*Exercise*. Every line from the start of the records below to the line containing "Set the correct" should be retyped exactly, that line included, and no others.

[Dataset records — start]

PR #851, opened 2024-04-17
Fix error message formatting variable expansion

tvainika:

Fix formatting of error message variable expansion if subject level compatibility mode is not configured.

# Why this way

Old code was literally asserting that error message was `Subject '%s' does not have subject-level compatibility configured`


aiven-anton (approved):
Good, updated tests will behave more predictably 👍

PR #855, opened 2024-04-30
README: Fix badge for workflow run of `tests.yml`

andygrunwald:

Set the correct repository links after the repository has been moved from @aiven to @aiven-open

References: None

# Why this way

Avoiding redirects or broken images (e.g. when image redirects not work)


keejon (approved):
👍

PR #267, opened 2021-01-09
Added type_hints to public und developer API

LDAP:
Numpy (>=1.20.0) started to ship with type hints included. I started adding type hints to the public and developer APIs. 

Some may still be too restrictive or to unspecific.


LDAP:
The CI failing should not be related to the changes

relf:
> Some may still be too restrictive or to unspecific.

Looks good to me since Github Actions is happy. What "restrictive or unspecific" point do you have in mind ?

LDAP:
> 
> 
> > Some may still be too restrictive or to unspecific.
> 
> Looks good to me since Github Actions is happy. What "restrictive or unspecific" point do you have in mind ?

Numpy does for example often allow input values of type array_like. But as far as I know they do not expose a python definition of the type (may be added in numpy 1.20). This can be revisited when numpy 1.20 releases.

relf:
I am not familiar with type hinting. To be sure, I did not miss something: Do you mean that the type hinting in SMT here would break depending on some choices made by numpy?  :eyes: or just that the type hinting could be refined later on following some guidelines of numpy.

LDAP:
> 
> 
> I am not familiar with type hinting. To be sure, I did not miss something: Do you mean that the type hinting in SMT here would break depending on some choices made by numpy? 👀 or just that the type hinting could be refined later on following some guidelines of numpy.

The latter. Moreover, type hints are ignored by the python runtime, they allow IDEs and static codecheckers better type hinting, leading to better code quality and fewer runtime type errors.

relf (approved):

PR #268, opened 2021-01-11
Adapt predict_variance_derivatives to SMT codestyle

LDAP:


Paul-Saves (approved):
Seems great. My thanks to you.

smt/surrogate_models/surrogate_model.py
```diff
@@ -384,15 +385,17 @@ def predict_variances(self, x):
...
+
         Returns:
         --------
-        - derived_variance: array_like
-        The jacobian of the variance of the kriging model
+        derived_variance: np.ndarray
+            The jacobian of the variance
         """
         check_support(self, "derivatives")
         check_support(self, "variances")
```
relf, line 401: Much better thanks! Then you can replace the two lines above by <code>check_support(self, "variance_derivatives")</code>

relf (changes requested):

smt/surrogate_models/surrogate_model.py
LDAP: Should be enough to delete them since check_support(...) is called in _predict_variance_derivatives?

LDAP: I am going to add it to match the other methods.

relf (approved):

Issue #272, opened 2021-01-11
Tests (randomly) failing


LDAP:
- GitHub CI fails randomly 
- I had locally never a run with all tests passed, [pytest.log](https://github.com/SMTorg/smt/files/5798046/pytest.log), commit: 9f6610ef31b37cc2a1bfaec7fe1a0f24610f550d
I am using Windows 10, Python 3.8.3.

Paul-Saves:
Have you tried it after #269 and #270  ? (merge today)

relf:
I reproduce this kind of errors with scikit-learn 0.24. It works fine after downgrading to sklearn 0.23.2 (on Windows 7, python 3.7). Could you try?

LDAP:
I can confirm: All tests passing with scikit-learn 0.23.2.
Is this an upstream bug in scikit-learn or fixes a 0.24 a bug in 0.23.2 which led to false results?

In any case I would prefer to enforce the dependency version ether via setup.py install_requires or at least to add a requirements.txt to the repo, that the developers who mostly run the tests do have a consistent development environment (This file could also define the dependencies to run the setup (numpy and Cython)).

relf:
> Is this an upstream bug in scikit-learn or fixes a 0.24 a bug in 0.23.2 which led to false results?

We just discover the problem... To be investigated...

> In any case I would prefer to enforce the dependency version ether via setup.py install_requires or at least to add a requirements.txt to the repo, that the developers who mostly run the tests do have a consistent development environment (This file could also define the dependencies to run the setup (numpy and Cython)).

I am a bit reluctant to fix a required version. If we had here we would have discovered the problem maybe much later and scikit-learn 0.24 seems to be ok for surrogate models without PLS, so maybe a requirements.txt... and you're right <code>setup.py</code> has to be updated.

relf:
superseded by #274

PR #273, opened 2021-01-12
Fix setup

LDAP:
- Autoinstall dependencies needed for setup.py (numpy, Cython, wheel, setuptools)
- Added requirements.txt for developers

Should I add a specific version for scikit-learn as mentioned in #272?

### DIFF
--- a/AUTHORS.md
+++ b/AUTHORS.md
@@ -15,6 +15,7 @@ SMT has been developed thanks to contributions from:
 * Frederick Zahle <frza@dtu.dk>
 * Jasper Bussmaker <jasper.bussemaker@gmail.com>
 * Julien Schueller <schueller@phimeca.com>
+* Lucas Alber <lucasd.alber@gmail.com>
 * Mostafa Meliani <melimostafa@gmail.com>
 * Nina Moëllo <nina.moello@gmail.com>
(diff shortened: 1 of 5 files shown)


LDAP:
[PEP 518](https://www.python.org/dev/peps/pep-0518/)
[Cython Docs](https://cython.readthedocs.io/en/latest/src/userguide/source_files_and_compilation.html#basic-setup-py)

relf:
Thanks for the references and you can also add your name in the AUTHORS.md file.

relf:
> Should I add a specific version for scikit-learn as mentioned in #272?

As the errors (#272 ) seems to be related to surrogate models not well adapted to test functions I would prefer not to mention a specific version besides 0.24 works well for some other surrogate models.

AUTHORS.md
```diff
@@ -23,3 +23,4 @@ SMT has been developed thanks to contributions from:
 * Rémy Priem <remy.priem@onera.fr>
 * Steven Berguin <stevenberguin@gatech.edu>
 * Vincent Drouet <vincent.drouet@onera.fr>
+* Lucas Alber <lucasd.alber@gmail.com>
```
relf, line 26: Well so far we have used the lexicographic order  :wink:

relf (approved):

PR #282, opened 2021-01-20
MOE Variance Prediction and SurrogateModel

jbussemaker:
This pull request contains two small updates to the Mixture of Expert features: implementation of variance prediction and wrapping the MOE application in a `SurrogateModel` subclass.

# Variance Prediction

- For smooth recombination, the variance of the MOE is the sum of the variances times the square of the probabilities (according to [Bartoli et al., 2016](https://www.researchgate.net/publication/303902935_Improvement_of_efficient_global_optimization_with_application_to_aircraft_wing_design), Eq. 15)
- For hard recombination, the variance prediction of the chosen expert is simply taken

# Wrapping as a `SurrogateModel` Class

The MOE class is wrapped by the `MOESurrogateModel` class, to expose the MOE features through the `SurrogateModel` API. Options are automatically shared.


relf (approved):
Hi Jasper, thanks for your contribution on the variance prediction and for shortening the TODO list! I like the automated sharing of options between MOE and MOESurrogateModel. Do you want to add anything before merging?

jbussemaker:
Hi Rémi, no I think everything is fine as it is. If it could be released in a new (minor) update version on PyPI soon that'd be great, then I can start using these features in other code I'm currently writing :)

relf:
As 0.8 was just released, I would prefer to wait a bit for a 0.9 and add some documentation about MOE. In the meantime, you can install from Github like this :
```
> pip install git+https://github.com/SMTorg/smt.git@c904913 
```

PR #284, opened 2021-01-27
Do not scale the samples by default

LDAP:
The \_\_call\_\_ method does scale the result from _compute() by default. This is unexpected and not documented. Also, it does prevent subclasses to generate samples in the input space directly.

### DIFF
--- a/smt/sampling_methods/full_factorial.py
+++ b/smt/sampling_methods/full_factorial.py
@@ -5,6 +5,7 @@ This package is distributed under New BSD license.
 
 Full-factorial sampling.
 """
+from smt.utils.misc import scale_to_xlimits
 import numpy as np
 
 from smt.sampling_methods.sampling_method import SamplingMethod
@@ -63,4 +64,4 @@ class FullFactorial(SamplingMethod):
         for kx in range(nx):
             x[:, kx] = x_list[kx].reshape(np.prod(num_list))[:nt]
 
-        return x
+        return scale_to_xlimits(x, xlimits)
--- a/smt/sampling_methods/full_factorial.py
+++ b/smt/sampling_methods/full_factorial.py
@@ -5,13 +5,12 @@ This package is distributed under New BSD license.
 
 Full-factorial sampling.
 """
-from smt.utils.misc import scale_to_xlimits
 import numpy as np
 
-from smt.sampling_methods.sampling_method import SamplingMethod
+from smt.sampling_methods.sampling_method import ScaledSamplingMethod
 
 
-class FullFactorial(SamplingMethod):
+class FullFactorial(ScaledSamplingMethod):
     def _initialize(self):
         self.options.declare(
             "weights",
@@ -28,7 +27,9 @@ class FullFactorial(SamplingMethod):
 
     def _compute(self, nt):
         """
-        Compute the requested number of sampling points.
+        Implemented by sampling methods to compute the requested number of sampling points.
+
+        The number of dimensions (nx) is determined based on `xlimits.shape[0]`.
 
         Arguments
         ---------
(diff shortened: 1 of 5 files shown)


relf:
I agree we should document the fact the `__call__` method does a scaling and that `_compute` is expected to give samples in the [0., 1.] hypercube. At the moment, all sampling methods are intended to follow that pattern that we recently enforced by adding the @abstractmethod on `_compute`. :wink:

If we imagine a sampling method not following that pattern, maybe it means that the `@abstractmethod` should be moved on the `__call__` method which is actually the true API to respect or we just have to remove the `@abstractmethod` as I feel now it is just getting in the way.

LDAP:
At least I would ensure that sampling methods are able to compute samples outside the [0,1] hypercube. Also I find it confusing that subclasses should overwrite a \_\_call\_\_ method which does have a special meaning in python.

In any case, I would prefer the call to a utility method instead of using the template method pattern. (here: scale_to_xlimits)

relf:
> At least I would ensure that sampling methods are able to compute samples outside the [0,1] hypercube

Not sure to understand here: do you mean we could ensure that the `_compute` return only samples in [0., 1.] hypercube?

I prefer to wait for an actual sampling method generating directly in the input space before duplicating `scale_to_xlimits` calls everywhere or moving the `@abstractmethod`. As for now, I find the current implementation more straightforward.

Though a bit awkward for sure, the override of `__call__` with a no-op implementation for `_compute` is still possible for such new sampling method. And in in this case, we could reconsider extracting `scale_to_xlimits`.

LDAP:
> 
> 
> > At least I would ensure that sampling methods are able to compute samples outside the [0,1] hypercube
> 
> Not sure to understand here: do you mean we could ensure that the `_compute` return only samples in [0., 1.] hypercube?

No, I would allow a sampling method to do so.

> I prefer to wait for an actual sampling method generating directly in the input space before duplicating `scale_to_xlimits` calls everywhere or moving the `@abstractmethod`. As for now, I find the current implementation more straightforward.

Actually, that is why I proposed this pull request. I am currently working on a sampling method which does create samples in the input space directly.

relf:
... or remove the `@abstractmethod` enforcement (so you can just override `__call__`) letting options open for the developper, make `scale_to_xlimits` a method, keep `_compute` and the template pattern method like:

```python
def __call__(self, n):
    x = self._compute(n)
    return self._scale_to_xlimits(x)
```

LDAP:
> 
> 
> ... or remove the `@abstractmethod` enforcement (so you can just override `__call__`) letting options open for the developper, make `scale_to_xlimits` a method, keep `_compute` and the template pattern method like:
> 
> ```python
> def __call__(self, n):
>     x = self._compute(n)
>     return self._scale_to_xlimits(x)
> ```

Personally I find this very dangerous: A developer then has to know that overwriting `_compute` does scale the samples while overwriting `__call__` would be the correct option. Since the util module is also public I would suggest the developer to use `scale_to_xlimits` directly.

The `@abstractmethod` annotation is in this case a good thing because a developer knows directly which method he must overwrite. We could add a hint to scale_to_xlimits in the docstring so that the developer does not need to rewrite existing code.

relf:
In any case I agree the documentation has to be updated. Still I am not fan of the scale_to_xlimits call duplication and a separate utility very specific to sampling methods.

Let's introduce an intermediate class, `ScaledSamplingMethod`?, which inherits from a `SamplingMethod` which implements `__call__` with the template method pattern above and exposes the `_compute` (with proper docstring) to be implemented. Current sampling methods will then inherit from ScaledSamplingMethod and you can implement yours inheriting directly from `SamplingMethod`.

LDAP:
I do like this approach. How about `UnitIntervalSamplingMethod` to make clear that the samples have to be generated in the unit interval.

relf:
Yes I have tought about `UnitIntervalSamplingMethod` but then found a bit weird that `__call__` returns something not in the unit interval, so I would keep `ScaledSamplingMethod` and rather document the class and the `_compute` method properly.

LDAP:
See 0581492

relf (approved):
Excellent!

PR #286, opened 2021-01-31
Gower distance based Mixed Surrogate Model

raul-rufato:
I'm Raul Carreira Rufato, I'm implementing Gower's distance to calculate a mixed kernel (continuous and categorical variables).


raul-rufato:
Some errors occurd, during the verification

PR #293, opened 2021-02-12
add a small multistart

Paul-Saves:
add a small multistart to avoid having too often really bad hyperparameters.

### DIFF
--- a/smt/surrogate_models/krg_based.py
+++ b/smt/surrogate_models/krg_based.py
@@ -212,6 +212,7 @@ class KrgBased(SurrogateModel):
             self.optimal_theta,
         ) = self._optimize_hyperparam(D)
         
+        
         if self.name in ["MGP"]:
             self._specific_train()
         else:
@@ -1143,7 +1144,6 @@ class KrgBased(SurrogateModel):
                                     optimal_theta_res= optimal_theta_res_loop
                         
                     elif self.options["hyper_opt"] == "TNC":
-
                         optimal_theta_res = optimize.minimize(
                             minus_reduced_likelihood_function,
                             theta0,
@@ -1161,10 +1161,9 @@ class KrgBased(SurrogateModel):
                             bounds=bounds_hyp,
                             options={"maxiter": 100},
                         )
-                        
-                        theta0_loop= np.ones(theta0.shape)*-6
+                        theta0_loop= 10**(np.ones(theta0.shape)*-6)
                         for i in range(7):
-                            theta0_loop=theta0_loop+np.ones(theta0.shape)
+                            theta0_loop=10**(np.log10(theta0_loop)+np.ones(theta0.shape))
                             optimal_theta_res_loop = optimize.minimize(
                             minus_reduced_likelihood_function,
                             theta0_loop,
@@ -1176,12 +1175,11 @@ class KrgBased(SurrogateModel):
                             if optimal_theta_res_loop["fun"]< optimal_theta_res["fun"] : 
                                 optimal_theta_res= optimal_theta_res_loop
                                 optimal_theta_res_2 = optimal_theta_res_loop
-                                
                         if self.options["eval_noise"] and not self.options["use_het_noise"] : 
-                            theta0_loop= -12*np.ones(theta0.shape)
+                            theta0_loop= 10**(-12*np.ones(theta0.shape))
                             theta0_loop[:len(theta0_loop)-len(self.noise0)]=optimal_theta_res["x"][:len(theta0_loop)-len(self.noise0)]
                             for i in range(5):
-                                theta0_loop=theta0_loop+3*np.ones(theta0.shape)
+                                theta0_loop=10**(np.log10(theta0_loop)+3*np.ones(theta0.shape))
                                 theta0_loop[:len(theta0_loop)-len(self.noise0)]=optimal_theta_res["x"][:len(theta0_loop)-len(self.noise0)]
 
                                 optimal_theta_res_loop = optimize.minimize(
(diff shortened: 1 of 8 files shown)


Paul-Saves:
We normalize data before computing the hyperparameters, which are "auto-correlation length". 
For the optimization of the hyperparameters, we use scipy.optimize COBYLA and it performs a local optimization.

I tried to add a small multistart, it is not perfect but better than before. You find a real problem. It is not normal that one should set the starting point every time.

I used your example : 
Before : 
image

After : 
image

smt/surrogate_models/krg_based.py
```diff
@@ -1082,18 +1090,23 @@ def grad_minus_reduced_likelihood_function(log10t):
...
                         constraints.append(
                             lambda log10t: noise_bounds[1]
-                            - log10t[i + len(self.theta0)]
+                            - log10t[v2]
                         )
                         bounds_hyp.append(noise_bounds)
-                try:
+                theta_limits = np.repeat(np.log10([theta_bounds]),repeats=len(theta0), axis=0)
+                sampling = LHS(xlimits=theta_limits,criterion="maximin",random_state=41)
+                theta_all_loops = sampling(self.options["n_multistart"])
```
relf, line 1107: I would suggest to np.vstack the theta0 from the user and the theta0s from the multistart (LHS) and just loop over the result. It should allow to suppress the "minimize duplication" and the optimal_theta_res_2?

relf (changes requested):
Thanks for the contribution, it definitely improves the results of kriging based models. 
I suggest some changes before merging (you should also pass black on the modified files)

smt/surrogate_models/krg_based.py
```diff
@@ -1082,18 +1090,23 @@ def grad_minus_reduced_likelihood_function(log10t):
                     )
 
                     for i in range(len(self.noise0)):
+                        v= i + len(self.theta0)
+                        v2=deepcopy(v)
```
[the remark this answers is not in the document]
Paul-Saves: v2 is an pointer of int but these pointers arise problems with multistart when calling the constraint.

I have not investigating the source of the problem since the deepcopy was a good go-around.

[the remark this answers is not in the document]
Paul-Saves: Ok, I will see that, I've problems with the new implementation

smt/surrogate_models/krg_based.py
```diff
@@ -1062,6 +1062,10 @@ def grad_minus_reduced_likelihood_function(log10t):
             self.D = self._componentwise_distance(D, opt=ii)
 
             # Initialization
+            try:
+                del optimal_theta_res
```
relf, line 1066: I think that deleting a variable is definitely a code smell. We certainly need to refactor the whole thing to avoid keeping an undesired state.

smt/surrogate_models/krg_based.py
```diff
@@ -1082,59 +1094,69 @@ def grad_minus_reduced_likelihood_function(log10t):
                     )
 
                     for i in range(len(self.noise0)):
+                        v = i + len(self.theta0)
+                        v2 = deepcopy(v)
```
relf, line 1098: Sorry, I still do not get that one. `deepcopy` should not be needed because in Python interpreter:
```python
>>> a = 1
>>> b = a
>>> a = 2
>>> b
1
>>> a
2
```
Moreover `v` is just used in that deepcopy?!

smt/surrogate_models/krg_based.py
```diff
@@ -1082,59 +1094,69 @@ def grad_minus_reduced_likelihood_function(log10t):
...
+                                    "maxiter": limit,
+                                },
+                            )
+                            try:
+                                if (
+                                    optimal_theta_res_loop["fun"]
+                                    < optimal_theta_res["fun"]
+                                ):
+                                    optimal_theta_res = optimal_theta_res_loop
+                            except:
```
relf, line 1133: I suppose you test for an exception because `optimal_theta_res` is not defined? For me it would be better to initialize it with something like:
```python
optimal_theta_res = { "fun": float("inf") }
```
But I do not know if it fits with the rest of the algorithm

relf (changes requested):
This is not specifically related to this PR:  `_optimize_hyperparams` is too big and we certainly need to extract some parts of it into smaller, more manageable methods. 
Tell me whether you can address the comments otherwise I will try to work on the refactoring.

smt/surrogate_models/krg_based.py
Paul-Saves: To be honest, I do not know why I have such a problem, what you say seems coherent. 
I will see if I could find another way to make it work.

Paul-Saves:
> This is not specifically related to this PR: `_optimize_hyperparams` is too big and we certainly need to extract some parts of it into smaller, more manageable methods.
> Tell me whether you can address the comments otherwise I will try to work on the refactoring.

I agree that the current code is not be the best, to say the least.

smt/surrogate_models/krg_based.py
Paul-Saves: Yes, I agree, the variables should not be keep in memory. It causes problem for KPLSK because we do two optimization cake some "trash" from the first interact with the second one.

smt/surrogate_models/krg_based.py
Paul-Saves: I thought it would be worse. I will do this, then. We definitely need a cleaner code. 
It was a pain to debug. There is 2 intricated loop for kriging and 4  for MFKPLSK...

smt/surrogate_models/krg_based.py
Paul-Saves: The problem dissapeared. This issue is then closed.

relf (approved):
Much better! Next PR related to `kriging_based.py` file should contain a refactoring of `_optimize_hyperparam`! :sweat_smile:

PR #296, opened 2021-03-02
adding random_state to the nestedLHS

anfelopera:


relf:
Thanks, I forgot that one. It seems like the MFK, MFKPLS and MFKPLSK tests that use NestedLHS are not too sensitive to randomness. Would you make them deterministic in this PR using your addition?

relf:
Looks good, do you plan to add something else?

anfelopera:
> Looks good, do you plan to add something else?

Nope, it's everything alright! ;)

PR #299, opened 2021-03-27
adapting gower distance for EGO and writing documentation

Paul-Saves:


relf (changes requested):
Thanks for adding this. A test with the option enabled shoud be added before merging.

PR #301, opened 2021-04-12
allowing n_start = 1

anfelopera:


relf (changes requested):
Thanks. Would you mind adding a simple test with n_start=1 just to prevent further regression?

relf (approved):

PR #150, opened 2019-11-13
Add support to go-proto-validators

cristianovagos:
Added support to `go-proto-validators` from https://github.com/mwitkow/go-proto-validators


cristianovagos:
@mhamrah forgot to add `COPY --from=build /go/src/github.com/mwitkow/go-proto-validators/ /opt/include/github.com/mwitkow/go-proto-validators/` into Dockerfile. 
I will push it asap

PR #159, opened 2019-12-24
Set grpc version 1.26

nikita-namely:


variables.sh
```diff
@@ -2,7 +2,7 @@
 
 DOCKER_REPO=${DOCKER_REPO}
 NAMESPACE=${NAMESPACE:-namely}
-GRPC_VERSION=${GRPC_VERSION:-1.25}
+GRPC_VERSION=${GRPC_VERSION:-1.26}
 GRPC_JAVA_VERSION=${GRPC_JAVA_VERSION:-1.24}
```
ido-namely: wondering if we should update this now as well?

variables.sh
```diff
@@ -2,7 +2,7 @@
...
 BUILD_VERSION=${BUILD_VERSION:-0}
```
ido-namely: I had just merged another PR, please make sure to rebase and change this value back to 0 (I had to change it to 1)

PR #165, opened 2020-01-30
Add support for Scala with ScalaPBC

spoonscen:
This PR adds support for scala using the ScalaPBC as a protoc plugin.
https://scalapb.github.io/scalapbc.html

It also rolls back the version bump that is currently breaking the master build.


Dockerfile
```diff
@@ -56,8 +57,14 @@ RUN make -C /go/src/github.com/envoyproxy/protoc-gen-validate/ build
 
 RUN go get -u github.com/mwitkow/go-proto-validators/protoc-gen-govalidators
 
-# Add grpc-web support
 
+
+# Add scala support
```
spoonscen: Do we want to make this one `RUN` command? I saw both multiple `RUN` commands as well as `&&` commands in the `Dockerfile`.

aldelucca1:
Thanks for this, sorry for the broken master, all is good now, if you wouldn’t mind rebasing your change onto the current master it’d be greatly appreciated

Dockerfile
aldelucca1: Yeah if we could collapse this to a single RUN it will generate less layers

spoonscen:
@aldelucca1 Thanks for the review! I rebased and collapsed into a single `RUN`.

spoonscen:
@aldelucca1 Anything else you need from me to get this moved along? Thanks!

spoonscen:
🎉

[Dataset records — finish]

*Answer area*.
PR #851, opened 2024-04-17
Fix error message formatting variable expansion

tvainika:

Fix formatting of error message variable expansion if subject level compatibility mode is not configured.

# Why this way

Old code was literally asserting that error message was `Subject '%s' does not have subject-level compatibility configured`


aiven-anton (approved):
Good, updated tests will behave more predictably 👍

PR #855, opened 2024-04-30
README: Fix badge for workflow run of `tests.yml`

andygrunwald:

Set the correct repository links after the repository has been moved from @aiven to @aiven-open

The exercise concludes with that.